Italy, however, remains a worry. Its public debt passed 155 percent of its GDP last year, and Brussels is worried that it is still budgeting to spend too much next year.

“In order to contribute to the pursuit of a prudent fiscal policy, the Commission invites Italy to take the necessary measures within the national budgetary process to limit the growth of nationally financed current expenditure,” the commission report said.

The commission did not say by how much Italy’s spending plans should be reduced, and its recommendation is not binding on the government.

The European Union suspended its fiscal discipline rules last year, allowing eurozone members to boost their public spending to help their economies survive the Covid-19 pandemic.

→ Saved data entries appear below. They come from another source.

PR #4186, opened 2020-01-06
[PUBDEV-7164] XGBoost perfomance fixes

honzasterba:


h2o-extensions/xgboost/src/main/java/hex/tree/xgboost/XGBoost.java
```diff
@@ -213,7 +221,7 @@
   }
 
   @Override
-  public ModelBuilder getModelBuilder() {
+  public XGBoost getModelBuilder() {
```
honzasterba: just to fix warning about generics

PR #4191, opened 2020-01-07
PUBDEV-7110: Early stopping logic should not be located within HyperSpaceIterator's hasNext method

deil87:
This PR is a reopened version of https://github.com/h2oai/h2o-3/pull/4114 PR as it had been merged before all concerns were addressed

### DIFF
--- a/h2o-core/src/main/java/hex/ParallelModelBuilder.java
+++ b/h2o-core/src/main/java/hex/ParallelModelBuilder.java
@@ -19,7 +19,7 @@ public class ParallelModelBuilder extends ForkJoinTask<ParallelModelBuilder> {
 
   public static abstract class ParallelModelBuilderCallback<D extends ParallelModelBuilderCallback> extends Iced<D> {
 
-    public abstract void onBuildSuccess(final Model model, final ParallelModelBuilder parallelModelBuilder);
+    public abstract void onBuildSucces(final Model model, final ParallelModelBuilder parallelModelBuilder);
 
     public abstract void onBuildFailure(final ModelBuildFailure modelBuildFailure, final ParallelModelBuilder parallelModelBuilder);
 
@@ -67,7 +67,7 @@ public class ParallelModelBuilder extends ForkJoinTask<ParallelModelBuilder> {
     @Override
     public void onModelSuccess(Model model) {
       try {
-        _callback.onBuildSuccess(model, ParallelModelBuilder.this);
+        _callback.onBuildSucces(model, ParallelModelBuilder.this);
       } finally {
         _modelCompletedCounter.incrementAndGet();
         _modelInProgressCounter.decrementAndGet();
--- a/h2o-core/src/main/java/hex/ParallelModelBuilder.java
+++ b/h2o-core/src/main/java/hex/ParallelModelBuilder.java
@@ -2,10 +2,11 @@ package hex;
 
 import jsr166y.ForkJoinTask;
 import water.Iced;
-import water.util.IcedAtomicInt;
 
-import java.util.*;
+import java.util.Collection;
+import java.util.Objects;
 import java.util.concurrent.atomic.AtomicBoolean;
+import java.util.concurrent.atomic.AtomicInteger;
 
 /**
  * Dispatcher for parallel model building. Starts building models every time the run method is invoked.
@@ -18,13 +19,19 @@ public class ParallelModelBuilder extends ForkJoinTask<ParallelModelBuilder> {
 
   public static abstract class ParallelModelBuilderCallback<D extends ParallelModelBuilderCallback> extends Iced<D> {
 
-    public abstract void onBuildSucces(final Model model, final ParallelModelBuilder parallelModelBuilder);
+    public abstract void onBuildSuccess(final Model model, final ParallelModelBuilder parallelModelBuilder);
 
     public abstract void onBuildFailure(final ModelBuildFailure modelBuildFailure, final ParallelModelBuilder parallelModelBuilder);
+
+    public abstract void afterBuildProcessing(final ParallelModelBuilder parallelModelBuilder, final Model model);
   }
 
   private final transient ParallelModelBuilderCallback _callback;
-  private final transient IcedAtomicInt _modelInProgressCounter = new IcedAtomicInt();
+
+  private final transient AtomicInteger _modelInProgressCounter = new AtomicInteger();
+
+  private final transient AtomicInteger _modelCompletedCounter = new AtomicInteger();
+
   private final transient AtomicBoolean _completed = new AtomicBoolean(false);
   private final transient ParallelModelBuiltListener _parallelModelBuiltListener;
 
@@ -50,30 +57,37 @@ public class ParallelModelBuilder extends ForkJoinTask<ParallelModelBuilder> {
       }
   }
 
+  public boolean hasReachedMaxModels(int maxModels) {
+    return !(maxModels == 0 || _modelCompletedCounter.get() + _modelInProgressCounter.get() < maxModels);
+  }
+
 
   private class ParallelModelBuiltListener extends ModelBuilderListener<ParallelModelBuiltListener> {
 
     @Override
     public void onModelSuccess(Model model) {
       try {
-        _callback.onBuildSucces(model, ParallelModelBuilder.this);
+        _callback.onBuildSuccess(model, ParallelModelBuilder.this);
       } finally {
+        _modelCompletedCounter.incrementAndGet();
         _modelInProgressCounter.decrementAndGet();
+
+        _callback.afterBuildProcessing(ParallelModelBuilder.this, model);
       }
       attemptComplete();
     }
 
     @Override
     public void onModelFailure(Throwable cause, Model.Parameters parameters) {
+      ModelBuildFailure modelBuildFailure = new ModelBuildFailure(cause, parameters);
       try {
-        final ModelBuildFailure modelBuildFailure = new ModelBuildFailure(cause, parameters);
         _callback.onBuildFailure(modelBuildFailure, ParallelModelBuilder.this);
       } finally {
         _modelInProgressCounter.decrementAndGet();
       }
+      _callback.afterBuildProcessing(ParallelModelBuilder.this, null);
       attemptComplete();
     }
-    
   }
 
   /**
@@ -108,7 +122,6 @@ public class ParallelModelBuilder extends ForkJoinTask<ParallelModelBuilder> {
     if(!_completed.get() || _modelInProgressCounter.get() != 0) return;
     complete(this);
   }
-
 
   @Override
   public ParallelModelBuilder getRawResult() {
--- a/h2o-core/src/main/java/hex/grid/GridSearch.java
+++ b/h2o-core/src/main/java/hex/grid/GridSearch.java
@@ -182,7 +182,7 @@ public final class GridSearch<MP extends Model.Parameters> extends Keyed<GridSea
     }
 
     @Override
-    public void onBuildSuccess(final Model finishedModel, final ParallelModelBuilder parallelModelBuilder) {
+    public void onBuildSucces(final Model finishedModel, final ParallelModelBuilder parallelModelBuilder) {
       try {
         parallelSearchGridLock.lock();
         constructScoringInfo(finishedModel);
--- a/h2o-core/src/main/java/hex/grid/GridSearch.java
+++ b/h2o-core/src/main/java/hex/grid/GridSearch.java
@@ -121,7 +121,7 @@ public final class GridSearch<MP extends Model.Parameters> extends Keyed<GridSea
     long gridWork=0;
     if (gridSize > 0) {//if total grid space is known, walk it all and count up models to be built (not subject to time-based or converge-based early stopping)
       int count=0;
-      while (it.hasNext(model) && (it.max_models() == 0 || count++ < it.max_models())) { //only walk the first max_models models, if specified
+      while (it.hasNext(model) && (it.max_models() > 0 && count++ < it.max_models())) { //only walk the first max_models models, if specified
         try {
           Model.Parameters parms = it.nextModelParameters(model);
           gridWork += (parms._nfolds > 0 ? (parms._nfolds+1/*main model*/) : 1) *parms.progressUnits();
--- a/h2o-core/src/main/java/hex/grid/GridSearch.java
+++ b/h2o-core/src/main/java/hex/grid/GridSearch.java
@@ -121,7 +121,7 @@ public final class GridSearch<MP extends Model.Parameters> extends Keyed<GridSea
     long gridWork=0;
     if (gridSize > 0) {//if total grid space is known, walk it all and count up models to be built (not subject to time-based or converge-based early stopping)
       int count=0;
-      while (it.hasNext(model) && (it.max_models() > 0 && count++ < it.max_models())) { //only walk the first max_models models, if specified
+      while (it.hasNext(model) && (it.max_models() == 0 || count++ < it.max_models())) { //only walk the first max_models models, if specified
         try {
           Model.Parameters parms = it.nextModelParameters(model);
           gridWork += (parms._nfolds > 0 ? (parms._nfolds+1/*main model*/) : 1) *parms.progressUnits();
@@ -346,12 +346,9 @@ public final class GridSearch<MP extends Model.Parameters> extends Keyed<GridSea
       // Get iterator to traverse hyper space
       HyperSpaceWalker.HyperSpaceIterator<MP> it = _hyperSpaceWalker.iterator();
 
-      // This counter will be used as index to generate keys for corresponding `successful` models
-      int numberOfBuiltModels = grid.getModelCount();
+      int indexOfLastBuiltModel = grid.getModelCount();
 
-      int maxNumberOfModelsToBuild = numberOfBuiltModels + it.max_models();
-
-      while (it.hasNext(model) && (it.max_models() == 0 || grid.getModelCount() < maxNumberOfModelsToBuild)) {
+      while (it.hasNext(model) && (it.max_models() == 0 || grid.getModelCount() < it.max_models())) {
         if (_job.stop_requested()) throw new Job.JobCancelledException();  // Handle end-user cancel request
 
         MP params = null;
@@ -369,7 +366,7 @@ public final class GridSearch<MP extends Model.Parameters> extends Keyed<GridSea
             scoringInfo.time_stamp_ms = System.currentTimeMillis();
 
             //// build the model!
-            model = buildModel(params, grid, ++numberOfBuiltModels, protoModelKey);
+            model = buildModel(params, grid, ++indexOfLastBuiltModel, protoModelKey);
             if (model != null) {
               model.fillScoringInfo(scoringInfo);
               grid.setScoringInfos(ScoringInfo.prependScoringInfo(scoringInfo, grid.getScoringInfos()));
--- a/h2o-core/src/main/java/hex/grid/GridSearch.java
+++ b/h2o-core/src/main/java/hex/grid/GridSearch.java
@@ -176,9 +176,6 @@ public final class GridSearch<MP extends Model.Parameters> extends Keyed<GridSea
     private final Grid grid;
     private final Lock parallelSearchGridLock = new ReentrantLock();
 
-    // Is used to make sure that counters for inProgress and completed models are consistent with availability of model parameters in an iterator
-    private final Lock getNextModelParametersLock = new ReentrantLock();
-
     public ModelFeeder(HyperSpaceWalker.HyperSpaceIterator<MPF> hyperspaceIterator, Grid grid) {
       this.hyperspaceIterator = hyperspaceIterator;
       this.grid = grid;
@@ -218,7 +215,7 @@ public final class GridSearch<MP extends Model.Parameters> extends Keyed<GridSea
 
     private void attemptBuildNextModel(final ParallelModelBuilder parallelModelBuilder, final Model previousModel) {
 
-      getNextModelParametersLock.lock();
+      parallelSearchGridLock.lock();
       try {
         if (hyperspaceIterator.hasNext(previousModel)
                 && isThereEnoughTime()
@@ -235,7 +232,7 @@ public final class GridSearch<MP extends Model.Parameters> extends Keyed<GridSea
           parallelModelBuilder.noMoreModels();
         }
       } finally {
-        getNextModelParametersLock.unlock();
+        parallelSearchGridLock.unlock();
       }
     }
 
--- a/h2o-core/src/main/java/hex/grid/GridSearch.java
+++ b/h2o-core/src/main/java/hex/grid/GridSearch.java
@@ -10,7 +10,9 @@ import water.fvec.Frame;
 import water.util.Log;
 import water.util.PojoUtils;
 
-import java.io.*;
+import java.io.IOException;
+import java.io.PrintWriter;
+import java.io.StringWriter;
 import java.util.*;
 import java.util.concurrent.locks.Lock;
 import java.util.concurrent.locks.ReentrantLock;
@@ -168,19 +170,19 @@ public final class GridSearch<MP extends Model.Parameters> extends Keyed<GridSea
     return _hyperSpaceWalker.getMaxHyperSpaceSize();
   }
 
-  private class ModelFeeder<MP extends Model.Parameters, D extends ModelFeeder> extends ParallelModelBuilder.ParallelModelBuilderCallback<D>{
+  private class ModelFeeder<MPF extends Model.Parameters, D extends ModelFeeder> extends ParallelModelBuilder.ParallelModelBuilderCallback<D>{
 
-    private final HyperSpaceWalker.HyperSpaceIterator<MP> hyperspaceIterator;
+    private final HyperSpaceWalker.HyperSpaceIterator<MPF> hyperspaceIterator;
     private final Grid grid;
     private final Lock parallelSearchGridLock = new ReentrantLock();
 
-    public ModelFeeder(HyperSpaceWalker.HyperSpaceIterator<MP> hyperspaceIterator, Grid grid) {
+    public ModelFeeder(HyperSpaceWalker.HyperSpaceIterator<MPF> hyperspaceIterator, Grid grid) {
       this.hyperspaceIterator = hyperspaceIterator;
       this.grid = grid;
     }
 
     @Override
-    public void onBuildSucces(final Model finishedModel, final ParallelModelBuilder parallelModelBuilder) {
+    public void onBuildSuccess(final Model finishedModel, final ParallelModelBuilder parallelModelBuilder) {
       try {
         parallelSearchGridLock.lock();
         constructScoringInfo(finishedModel);
@@ -193,7 +195,6 @@ public final class GridSearch<MP extends Model.Parameters> extends Keyed<GridSea
       } finally {
         parallelSearchGridLock.unlock();
       }
-      attemptBuildNextModel(parallelModelBuilder, finishedModel);
     }
 
     @Override
@@ -205,28 +206,30 @@ public final class GridSearch<MP extends Model.Parameters> extends Keyed<GridSea
       } finally {
         parallelSearchGridLock.unlock();
       }
-      attemptBuildNextModel(parallelModelBuilder, null);
+    }
+
+    @Override
+    public void afterBuildProcessing(ParallelModelBuilder parallelModelBuilder, Model finishedModel) {
+      attemptBuildNextModel(parallelModelBuilder, finishedModel);
     }
 
     private void attemptBuildNextModel(final ParallelModelBuilder parallelModelBuilder, final Model previousModel) {
-      // Attempt to train next model
-      try {
-        parallelSearchGridLock.lock();
-        final MP nextModelParams = getNextModelParams(hyperspaceIterator, previousModel, grid);
-        if (nextModelParams != null
+
+      synchronized (hyperspaceIterator) {
+        if (hyperspaceIterator.hasNext(previousModel)
                 && isThereEnoughTime()
+                && !parallelModelBuilder.hasReachedMaxModels(hyperspaceIterator.max_models())
                 && !_job.stop_requested()
                 && !_hyperSpaceWalker.stopEarly(previousModel, grid.getScoringInfos())) {
 
-          // FIXME: ModelFeeder's <MP> type parameter is hiding GridSearch's one. Ideally would have moved ModelFeeder outside but it is too coupled with GridSearch class.
+          final MPF nextModelParams = getNextModelParams(hyperspaceIterator, previousModel, grid);
+
           reconcileMaxRuntime(grid._key, hyperspaceIterator, nextModelParams);
 
           parallelModelBuilder.run(Collections.singletonList(ModelBuilder.make(nextModelParams)));
         } else {
           parallelModelBuilder.noMoreModels();
         }
-      } finally {
-        parallelSearchGridLock.unlock();
       }
     }
 
@@ -249,12 +252,12 @@ public final class GridSearch<MP extends Model.Parameters> extends Keyed<GridSea
       return enoughTime;
     }
 
-    private MP getNextModelParams(final HyperSpaceWalker.HyperSpaceIterator<MP> hyperSpaceWalker, final Model model, final Grid grid){
-      MP params = null;
+    private MPF getNextModelParams(final HyperSpaceWalker.HyperSpaceIterator<MPF> hyperSpaceIterator, final Model model, final Grid grid){
+      MPF params = null;
 
       while (params == null) {
-        if (hyperSpaceWalker.hasNext(model)) {
-          params = hyperSpaceWalker.nextModelParameters(model);
+        if (hyperSpaceIterator.hasNext(model)) {
+          params = hyperSpaceIterator.nextModelParameters(model);
           final Key modelKey = grid.getModelKey(params.checksum(IGNORED_FIELDS_PARAM_HASH));
           if(modelKey != null){
             params = null;
@@ -280,7 +283,9 @@ public final class GridSearch<MP extends Model.Parameters> extends Keyed<GridSea
 
     List<ModelBuilder> startModels = new ArrayList<>();
 
-    int numberOfInitialModels = iterator.max_models() == 0 ? _parallelism : Math.min(_parallelism, iterator.max_models());
+    int maxHyperSpaceSize = (int) _hyperSpaceWalker.getMaxHyperSpaceSize();
+    int maxModelsBasedOnParallelism = iterator.max_models() == 0 ? _parallelism : Math.min(_parallelism, iterator.max_models());
+    int numberOfInitialModels = Math.min(maxHyperSpaceSize, maxModelsBasedOnParallelism);
     final List<MP> mps = initialModelParameters(numberOfInitialModels, iterator);
 
     for (int i = 0; i < mps.size(); i++) {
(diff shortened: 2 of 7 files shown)


deil87:
@honzasterba as a follow-up to your comment https://github.com/h2oai/h2o-3/pull/4114#discussion_r363746393 -> yes, `ADAPTIVE_PARALLELISM_LEVEL` should have been used in `getParallelismLevel` but first, there were no usages and second, there is a method `getAdaptiveParallelism` which dynamically computes level. My guess was that the method has substituted need for the constant. Was I correct @Pscheidl that we don't need this constant anymore?

Pscheidl:
My method `getParallelismLevel` could be improved such that `if (parallelism == 0) ` is changed to `if (parallelism == ADAPTIVE_PARALLELISM_LEVEL) ` - This was original meaning of the constant, only forgot to use it.

Otherwise no, we don't need it.

deil87:
@honzasterba as a follow-up to your comment https://github.com/h2oai/h2o-3/pull/4114#discussion_r363748065 -> no, they are not the same from the compiler's point of view.
In both `GridSearch` and `ModelFeeder` classes `MP` generic type parameter is being defined ( it is not being passed over from outer class to inner `ModelFeeder` class )
Here is also warning from IDE about this:
image

h2o-core/src/main/java/hex/grid/GridSearch.java
```diff
@@ -205,26 +208,40 @@ public void onBuildFailure(final ParallelModelBuilder.ModelBuildFailure modelBui
...
+                && !hasReachedMaxModels(parallelModelBuilder)
+                && !_job.stop_requested()
+                && !_hyperSpaceWalker.stopEarly(previousModel, grid.getScoringInfos())) {
 
-        parallelModelBuilder.run(Collections.singletonList(ModelBuilder.make(nextModelParams)));
-      } else {
-        parallelModelBuilder.noMoreModels();
+          final MP nextModelParams = getNextModelParams(hyperspaceIterator, previousModel, grid);
+
+          // FIXME: ModelFeeder's <MP> type parameter is hiding GridSearch's one. Ideally would have moved ModelFeeder outside but it is too coupled with GridSearch class.
```
Pscheidl: It's not hiding anything. Those are equal.

`class ModelFeeder<MP extends Model.Parameters, D extends ModelFeeder>` only defines it in the very same manner as the `GridSearch` class. If you want it to automatically change to whichever boundary is set to `MP` defined in `GridSearch`, you can just delete the `MP` generic parameter in `ModelFeeder` definition:

 `private class ModelFeeder<D extends ModelFeeder> `

Not sure if it helps anything.

deil87: @Pscheidl please see my answer above. Having same name probably a convenient thing here for readability but it makes it impossible to assign those 2 types to each other.

honzasterba: whats the point of the FIXME comment then? do you plan on fixing it, if yes, please add JIRA id to the comment, otherwise it will end up just like the other todos in the codebase

h2o-core/src/main/java/hex/ParallelModelBuilder.java
```diff
@@ -18,13 +19,27 @@
...
 
     public abstract void onBuildFailure(final ModelBuildFailure modelBuildFailure, final ParallelModelBuilder parallelModelBuilder);
+
+    public abstract void afterBuildProcessing(final ParallelModelBuilder parallelModelBuilder, final Model model);
   }
 
   private final transient ParallelModelBuilderCallback _callback;
-  private final transient IcedAtomicInt _modelInProgressCounter = new IcedAtomicInt();
+
+  public AtomicInteger getModelInProgressCounter() {
```
honzasterba: this exposes the internal state unecessarily, this method and the one below can return simple int

h2o-core/src/main/java/hex/ParallelModelBuilder.java
```diff
@@ -18,13 +19,27 @@
...
+    return _modelInProgressCounter;
+  }
+
+  private final  AtomicInteger _modelInProgressCounter = new AtomicInteger();
```
honzasterba: whitespace after final
mixing field definitions with getters

h2o-core/src/main/java/hex/grid/GridSearch.java
```diff
@@ -205,26 +208,40 @@ public void onBuildFailure(final ParallelModelBuilder.ModelBuildFailure modelBui
...
+          reconcileMaxRuntime(grid._key, hyperspaceIterator, nextModelParams);
+
+          parallelModelBuilder.run(Collections.singletonList(ModelBuilder.make(nextModelParams)));
+        } else {
+          parallelModelBuilder.noMoreModels();
+        }
       }
     }
 
+    private boolean hasReachedMaxModels(ParallelModelBuilder parallelModelBuilder) {
```
honzasterba: just an idea: wouldnt this be better as a method on parallelModelBuilder with max_models parameter?

h2o-core/src/main/java/hex/grid/GridSearch.java
deil87: @honzasterba I'm not going to fix this. The Jira like this would get forgotten I'm pretty sure. I just think that those todos and fixme things have a higher chance to be noticed by developers than forgotten Jiras. This is not a best practice for sure but our reality. I will just remove the comment.

deil87: will just rename ModelFeeder's type parameter

deil87:
@honzasterba as a follow up to https://github.com/h2oai/h2o-3/pull/4114#discussion_r363748699 -> 
 this is a valid usage of Java and I have seen examples in our codebase. I'm ok to change this but I would like to ask team's opinion on this...whether we are ok with this syntax? Couple of times I run into situation when reviewers were suggesting opposite things about code conventions. I would prefer to discuss such cases and stick to our team's conventions. @michalkurka @seb-h2o @Pscheidl ( like if you are ok with the syntax like this
``` 
if (_isMultiRunSearch = keyed != null) { 
```
 and dislike if it is better to avoid it)

h2o-core/src/main/java/hex/grid/HyperSpaceWalker.java
```diff
@@ -464,7 +453,7 @@ public RandomDiscreteValueWalker(MP params,
     /** Based on the last model, the given array of ScoringInfo, and our stopping criteria should we stop early? */
     @Override
     public boolean stopEarly(Model model, ScoringInfo[] sk) {
-      return ScoreKeeper.stopEarly(ScoringInfo.scoreKeepers(sk),
+      return model != null && ScoreKeeper.stopEarly(ScoringInfo.scoreKeepers(sk),
```
honzasterba: I would split this into multiple lines since now the args are not alligned with the method call

h2o-core/src/main/java/hex/grid/GridSearch.java
honzasterba: some more reading on this subject: https://wiki.c2.com/?TodoCommentsConsideredHarmful

if even a jira will not make you fix it than just forget about it

michalkurka:
> @honzasterba as a follow up to [#4114 (comment)](https://github.com/h2oai/h2o-3/pull/4114#discussion_r363748699) ->
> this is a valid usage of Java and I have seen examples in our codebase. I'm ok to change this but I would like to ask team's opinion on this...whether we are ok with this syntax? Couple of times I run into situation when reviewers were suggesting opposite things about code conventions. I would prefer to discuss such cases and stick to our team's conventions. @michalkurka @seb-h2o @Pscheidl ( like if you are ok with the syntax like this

But the European commissioner for the economy, former Italian prime minister Paolo Gentiloni, said governments should now “gradually pivot fiscal measures towards investments”.

“Policies should be differentiated across the euro area to take into account the state of the recovery and fiscal sustainability,” he said.

“Reducing debt in a growth-friendly manner is not necessarily an oxymoron.”

Italian Prime Minister Mario Draghi, a former European Central Bank chief, has said Italy’s economy is recovering after the pandemic-induced recession.

Draghi forecast economic growth this year of “probably well over six percent” in a statement on October 28th.

Italy’s GDP rate grew by 2.6% in the third quarter of 2021.

While economists don’t expect Italian GDP to bounce back to pre-pandemic levels until 2022, ratings agency Standard & Poor has revised its outlook for Italian debt from stable to positive.